--- The problem ---
Check each line of the listing below for the string "code", then copy every line that has it.

--- Given information ---
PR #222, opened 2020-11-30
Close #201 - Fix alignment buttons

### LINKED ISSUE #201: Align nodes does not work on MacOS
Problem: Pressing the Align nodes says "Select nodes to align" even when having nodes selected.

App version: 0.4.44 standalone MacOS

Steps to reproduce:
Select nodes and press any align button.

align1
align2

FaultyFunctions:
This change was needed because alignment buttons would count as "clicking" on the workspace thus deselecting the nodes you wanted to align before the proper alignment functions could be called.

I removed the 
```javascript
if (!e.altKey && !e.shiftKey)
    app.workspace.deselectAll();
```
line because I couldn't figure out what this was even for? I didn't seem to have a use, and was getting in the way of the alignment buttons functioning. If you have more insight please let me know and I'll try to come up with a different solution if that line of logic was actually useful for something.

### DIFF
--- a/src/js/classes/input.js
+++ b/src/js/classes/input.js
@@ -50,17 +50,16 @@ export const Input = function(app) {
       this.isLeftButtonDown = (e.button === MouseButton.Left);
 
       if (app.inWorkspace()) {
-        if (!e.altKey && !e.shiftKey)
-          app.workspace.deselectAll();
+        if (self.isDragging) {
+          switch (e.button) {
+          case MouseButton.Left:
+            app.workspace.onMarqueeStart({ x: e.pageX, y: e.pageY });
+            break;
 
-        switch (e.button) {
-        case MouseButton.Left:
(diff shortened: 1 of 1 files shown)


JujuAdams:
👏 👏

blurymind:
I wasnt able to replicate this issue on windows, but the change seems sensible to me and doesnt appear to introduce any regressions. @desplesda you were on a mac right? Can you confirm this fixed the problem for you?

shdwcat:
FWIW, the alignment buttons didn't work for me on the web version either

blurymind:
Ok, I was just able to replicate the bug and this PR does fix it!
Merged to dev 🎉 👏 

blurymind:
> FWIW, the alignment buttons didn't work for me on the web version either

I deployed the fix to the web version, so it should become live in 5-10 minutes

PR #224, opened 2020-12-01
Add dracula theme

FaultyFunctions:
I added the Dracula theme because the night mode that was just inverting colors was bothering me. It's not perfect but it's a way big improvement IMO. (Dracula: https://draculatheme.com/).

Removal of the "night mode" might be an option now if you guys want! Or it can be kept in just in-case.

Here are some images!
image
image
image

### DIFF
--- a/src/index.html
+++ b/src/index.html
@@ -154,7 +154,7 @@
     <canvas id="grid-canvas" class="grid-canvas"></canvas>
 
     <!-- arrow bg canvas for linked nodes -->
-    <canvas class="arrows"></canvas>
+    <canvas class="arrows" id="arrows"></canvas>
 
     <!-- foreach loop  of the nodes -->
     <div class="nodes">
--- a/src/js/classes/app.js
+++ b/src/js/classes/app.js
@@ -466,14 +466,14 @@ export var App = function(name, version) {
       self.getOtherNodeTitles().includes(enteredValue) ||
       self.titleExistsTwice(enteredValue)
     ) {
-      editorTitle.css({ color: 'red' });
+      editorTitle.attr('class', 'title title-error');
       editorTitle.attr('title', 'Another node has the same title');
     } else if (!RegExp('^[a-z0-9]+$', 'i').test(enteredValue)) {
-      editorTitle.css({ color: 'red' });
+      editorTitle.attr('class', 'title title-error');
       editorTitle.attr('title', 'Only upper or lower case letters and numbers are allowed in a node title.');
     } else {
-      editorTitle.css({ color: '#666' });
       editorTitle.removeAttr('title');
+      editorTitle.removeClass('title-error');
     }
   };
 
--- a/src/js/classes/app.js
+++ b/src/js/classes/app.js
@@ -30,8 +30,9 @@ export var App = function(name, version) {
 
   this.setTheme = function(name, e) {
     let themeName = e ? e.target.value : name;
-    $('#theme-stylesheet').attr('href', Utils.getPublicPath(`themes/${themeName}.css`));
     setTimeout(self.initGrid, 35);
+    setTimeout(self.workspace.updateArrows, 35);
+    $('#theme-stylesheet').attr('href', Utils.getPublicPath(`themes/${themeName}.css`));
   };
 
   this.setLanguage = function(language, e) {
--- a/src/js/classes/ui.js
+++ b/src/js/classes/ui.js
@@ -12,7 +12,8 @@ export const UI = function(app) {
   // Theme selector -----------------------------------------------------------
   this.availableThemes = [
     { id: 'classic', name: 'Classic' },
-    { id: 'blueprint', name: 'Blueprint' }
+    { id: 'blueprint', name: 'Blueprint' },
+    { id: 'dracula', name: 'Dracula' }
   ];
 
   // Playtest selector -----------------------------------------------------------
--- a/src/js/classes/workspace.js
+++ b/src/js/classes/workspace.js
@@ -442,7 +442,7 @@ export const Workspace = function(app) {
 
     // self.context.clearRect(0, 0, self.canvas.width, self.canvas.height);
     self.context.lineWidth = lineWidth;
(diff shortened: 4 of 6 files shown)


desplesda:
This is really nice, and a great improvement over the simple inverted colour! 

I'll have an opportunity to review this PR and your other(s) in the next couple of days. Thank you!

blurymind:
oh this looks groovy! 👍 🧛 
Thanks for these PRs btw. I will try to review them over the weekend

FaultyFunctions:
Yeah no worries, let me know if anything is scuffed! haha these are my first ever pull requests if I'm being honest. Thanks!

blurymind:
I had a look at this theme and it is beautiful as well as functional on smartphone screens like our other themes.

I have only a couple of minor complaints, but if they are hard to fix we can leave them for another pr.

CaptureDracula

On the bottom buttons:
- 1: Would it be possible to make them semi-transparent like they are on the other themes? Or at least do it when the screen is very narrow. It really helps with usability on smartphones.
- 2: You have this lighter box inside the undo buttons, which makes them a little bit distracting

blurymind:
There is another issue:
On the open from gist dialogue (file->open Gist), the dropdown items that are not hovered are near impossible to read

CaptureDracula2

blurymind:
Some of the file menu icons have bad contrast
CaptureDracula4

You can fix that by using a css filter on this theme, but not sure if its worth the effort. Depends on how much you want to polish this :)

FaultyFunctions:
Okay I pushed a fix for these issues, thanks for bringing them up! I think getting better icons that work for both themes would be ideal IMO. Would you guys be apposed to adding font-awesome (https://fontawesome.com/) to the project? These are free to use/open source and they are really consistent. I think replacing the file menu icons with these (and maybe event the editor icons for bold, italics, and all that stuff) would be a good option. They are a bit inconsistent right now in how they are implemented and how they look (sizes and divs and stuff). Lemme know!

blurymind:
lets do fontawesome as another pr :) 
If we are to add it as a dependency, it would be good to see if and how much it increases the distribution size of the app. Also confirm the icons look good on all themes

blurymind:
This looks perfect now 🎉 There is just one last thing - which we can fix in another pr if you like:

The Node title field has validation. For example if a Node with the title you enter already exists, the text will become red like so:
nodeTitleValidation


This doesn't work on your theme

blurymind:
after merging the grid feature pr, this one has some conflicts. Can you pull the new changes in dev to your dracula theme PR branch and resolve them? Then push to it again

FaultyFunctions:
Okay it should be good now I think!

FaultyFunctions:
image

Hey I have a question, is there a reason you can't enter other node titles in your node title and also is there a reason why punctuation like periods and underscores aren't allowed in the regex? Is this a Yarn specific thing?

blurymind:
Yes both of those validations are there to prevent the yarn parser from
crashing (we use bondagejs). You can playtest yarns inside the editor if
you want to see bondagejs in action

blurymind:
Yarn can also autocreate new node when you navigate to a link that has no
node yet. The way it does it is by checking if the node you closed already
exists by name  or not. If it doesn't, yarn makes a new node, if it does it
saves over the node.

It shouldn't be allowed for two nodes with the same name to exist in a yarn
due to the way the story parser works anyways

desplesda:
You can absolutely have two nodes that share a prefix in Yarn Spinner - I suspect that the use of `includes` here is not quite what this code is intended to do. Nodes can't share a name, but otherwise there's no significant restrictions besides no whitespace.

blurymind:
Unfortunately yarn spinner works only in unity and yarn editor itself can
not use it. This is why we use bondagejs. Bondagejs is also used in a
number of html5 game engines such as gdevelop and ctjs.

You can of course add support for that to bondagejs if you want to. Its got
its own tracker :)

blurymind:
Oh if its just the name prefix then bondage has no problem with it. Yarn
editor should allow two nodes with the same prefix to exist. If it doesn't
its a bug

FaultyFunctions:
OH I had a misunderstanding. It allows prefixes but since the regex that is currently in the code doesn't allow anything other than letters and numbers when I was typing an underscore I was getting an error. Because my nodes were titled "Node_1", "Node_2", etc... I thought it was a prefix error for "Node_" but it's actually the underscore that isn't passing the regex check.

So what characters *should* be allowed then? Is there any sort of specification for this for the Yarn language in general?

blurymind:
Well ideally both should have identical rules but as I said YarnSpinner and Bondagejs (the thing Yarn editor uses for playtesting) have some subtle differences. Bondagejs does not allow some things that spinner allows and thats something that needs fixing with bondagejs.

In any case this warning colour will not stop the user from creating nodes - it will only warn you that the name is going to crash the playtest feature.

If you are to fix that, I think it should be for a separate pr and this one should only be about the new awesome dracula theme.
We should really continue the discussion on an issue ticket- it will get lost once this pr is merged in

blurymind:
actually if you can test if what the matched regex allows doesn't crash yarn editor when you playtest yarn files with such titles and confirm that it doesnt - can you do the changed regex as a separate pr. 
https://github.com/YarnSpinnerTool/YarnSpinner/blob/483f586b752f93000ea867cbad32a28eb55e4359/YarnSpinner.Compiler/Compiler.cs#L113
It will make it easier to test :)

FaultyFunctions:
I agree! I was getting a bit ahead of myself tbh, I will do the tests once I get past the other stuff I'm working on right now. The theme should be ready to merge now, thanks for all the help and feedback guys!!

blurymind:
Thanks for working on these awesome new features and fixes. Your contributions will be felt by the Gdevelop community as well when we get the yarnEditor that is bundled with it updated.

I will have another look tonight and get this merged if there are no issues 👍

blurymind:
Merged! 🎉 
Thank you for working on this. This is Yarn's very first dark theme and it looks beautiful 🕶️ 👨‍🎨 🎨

--- Task answer ---
You can absolutely have two nodes that share a prefix in Yarn Spinner - I suspect that the use of `includes` here is not quite what this code is intended to do. Nodes can't share a name, but otherwise there's no significant restrictions besides no whitespace.
OH I had a misunderstanding. It allows prefixes but since the regex that is currently in the code doesn't allow anything other than letters and numbers when I was typing an underscore I was getting an error. Because my nodes were titled "Node_1", "Node_2", etc... I thought it was a prefix error for "Node_" but it's actually the underscore that isn't passing the regex check.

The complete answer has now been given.